Za dużo aerobów. Aerobik, dywanówki z podskokami, skakanka, bieganie to bardzo przydatne narzędzia w procesie gubienia tkanki tłuszczowej, ale
za dużo aerobów = katabolizm mięśni = mniejsze zasoby suchej masy mięśniowej = niższy metabolizm = gromadzenie tkanki tłuszczowej
Wyraźnie widać, że same aeroby to błędne koło. Posągowe ciała profesjonalnych biegaczy to nie tylko samo bieganie. To również treningi z obciążeniem. Jeśli jednak uprzesz się na trening kardio, a masz do zgubienia 10-20-30 kg to musisz się liczyć z tym, że ciało prawdopodobnie utraci na jędrności…
Brak treningów z obciążeniem. Na samym początku wystarczy ciężar własnego ciała, ale przychodzi taki moment, że przestaje to wystarczać, aby rozwijać mięśnie. Kupujesz hantle 1,5 kg. Przez miesiąc jest fajnie, ale potem już przestają “ciążyć”, więc wydłużasz serię w nieskończoność.
Na siłownię marsz! Oczywiście, jeśli chcesz mieć jędrne i wyrzeźbione ciało tak jak ona <klik>.
trening siłowy = anabolizm mięśni = wyższy metabolizm = spalasz więcej (nawet jak śpisz)
Nie różnicujesz swoich treningów i wykonujesz od miesięcy w kółko te same 5 programów. Może są i fajne, ale przestaną przynosić efekty.
Nie przykładasz się dość mocno. Masz zdrowe serce, kolana i w ogóle nic ci nie dolega? Na pół gwizdka, można zrobić nawet najtrudniejszy trening, ale potem się nie dziw, że koleżanka która dawała z siebie 200% ma już płaski brzuch i jędrne pośladki. Nie ma lekko. Trzeba zrobić trening od początku do końca z maksymalnym zaangażowanie. Nie piszcie proszę, że zwariowałam i zbyt restrykcyjnie podchodzę to tematu. Ogromna część ćwiczących osób robi to rekreacyjnie i chwała im za to. Dzisiaj mowa o efektach wizualnych ;).
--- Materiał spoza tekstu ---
PR #7349, opened 2020-10-17
Allow Doctrine Inflector v2 & Common v3

jdreesen:
Doctrine Common v3 has [no relevant breaking changes](https://github.com/doctrine/common/releases/tag/3.0.0) (apart from dropping some dependencies that must now be required directly, which we already do).

Doctrine Inflector v2 [drops the legacy static API](https://github.com/doctrine/inflector/releases/tag/2.0.0).

---

I would have targeted the v6.9 because this is not a bugfix, yet people may befinit from it prior to the v7 release, but it seems no branch exists yet.


brusch:
@jdreesen thanks a lot! can you please check the tests, something is going wrong there it seems 😊

jdreesen:
I pushed some fixes.

Not sure how the PHPStan failures are related...

brusch:
Thanks a lot!

brusch:
Related to #7391

PR #7356, opened 2020-10-19
[EcommerceFramework][Hobex-PaymentProvider] bugfixes

rezoti:
This PR fixes some bugs in Hobex Payment Provider: 

- unlike stated in Hobex documentation, merchantTransactionId only allows numeric values (N20) => use customParameters for internalTransactionId and create numeric merchantTransactionId from internalTransactionId 

- result code 000.000.000 should be considered as successfull response code too (see https://hobex.docs.oppwa.com/reference/resultCodes )

- returned status (authorized or cleared) depends on intitial payment Type - for (at time of this PR only possible) paymentTpye 'DB' Status 'cleared' will be returned, status 'authorized' is not correct as payment is already cleared 

- instead of checkout id, paymentId should be used as payment Reference in Payment Info (checkout id is stored in additional provider data, so it won't get lost ) . Checkout it is never needed again afterwards, but payment Id is needed in order to do reversals, refunds and so on 

## Additional info  
method createMerchantId  can be hopefully solved better if payment is refactored in pimcore 7 - but with the current structure, I couldn't find a better solutation for creating a unique, but reproducable integer-based transaction id


bundles/EcommerceFrameworkBundle/PaymentManager/Payment/Hobex.php
```diff
@@ -257,7 +269,7 @@ public function handleResponse($response)
 
             $this->logger->debug('Received JSON response in ' . self::class . '::handleResponse', $jsonResponse);
 
-            $internalPaymentId = $jsonResponse['merchantTransactionId'];
+            $internalPaymentId = $jsonResponse['customParameters']['internalTransactionId'];//$jsonResponse['merchantTransactionId'];
```
brusch, line 272:
```suggestion
            $internalPaymentId = $jsonResponse['customParameters']['internalTransactionId'];
```

brusch (changes requested):

brusch:
Thanks a lot! 🙏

Można by pisać i pisać, ale to są chyba najważniejsze zaniedbania. Dodacie coś? 🙂
Komentarze
Agata Zając
Jeśli nie czujesz się przemęczona i ciągle widzisz progres to jest jak najbardziej ok 🙂 Treningi mają przede wszystkim przynosić przyjemność 🙂
Agata Zając
Aeroby, interwały 🙂 Myślę, że na jeden rozmiar wystarczy 😉
Agata Zając
Z tego co napisałaś wynika, że winowajcą nie są ćwiczenia, które rozbudowują uda tylko brak odpowiedniej diety. Mi też się kiedyś wydawało, że moje nogi są straszne, bo mam ogromne mięśnie. To nie były mięśnie tylko tłuszczyk, który je pokrywał…
Agata Zając
Do zrzucenia kilku kilogramów aeroby wystarczą, ale trzeba mieć na uwadze również wzmacnianie mięśnie, żeby utrata tych kilogramów nie była ich kosztem.
Agata Zając
No właśnie tak wygląda jak wykonuje się tylko ćwiczenia aerobowe, wystarczy przerwać i waga skacze w górę. Ćwiczenia z obciążeniem powodują anabolizm mięśni i mimo przerwy w treningach metabolizm nie spada… Nie ma zmiłuj. Męcz tych trenerów – muszą Ci wytłumaczyć jakie ćwiczenia masz wykonywać ile itd. To jest ich robota!
Agata Zając
Motylki to nie triceps, tylko jego brak 😉 18 kg na triceps dla początkującej osoby?
Agata Zając
Można by dołożyć jeszcze jeden trening z obciążeniem 🙂
Agata Zając
Brzuch można ćwiczyć codziennie, ale czy to przyniesie lepsze efekty… chyba nie. Jeden, dwa dni w tygodniu przerwy można z powodzeniem wprowadzać 🙂
Monika
Zgadzam się i nic więcej bym nie dodała 🙂
Anonimowy
Agatko bardzo proszę Cię o radę. Biegam regularnie 4-5 razy w tyg., a do tego ok. 4 razy w tyg. ćwiczę z Ewką. Zauważyłam, że od jakiegoś czasu te ćwiczenia już mi nie wystarczają, na początku były zmiany, a teraz zastój. Chciałabym wykonywać w domu trening siłowy, aby ładnie wyrzeźbić swoje ciało. Nie mam możliwości niestety chodzenia na siłownię… Czy takie ćwiczenia byłyby dobre? http://www.fit.pl/cwiczeniadlaciebie/w-domu/trening-silowy-bez-sprzetu–wykorzystaj-wlasny-ciezar,155,1,0.html Dodatkowo chciałabym ćwiczyć na drążku rozporowym. Mam w domu obciążniki na ręce i nogi 0,5 i 1 kg. Co o tym myślisz?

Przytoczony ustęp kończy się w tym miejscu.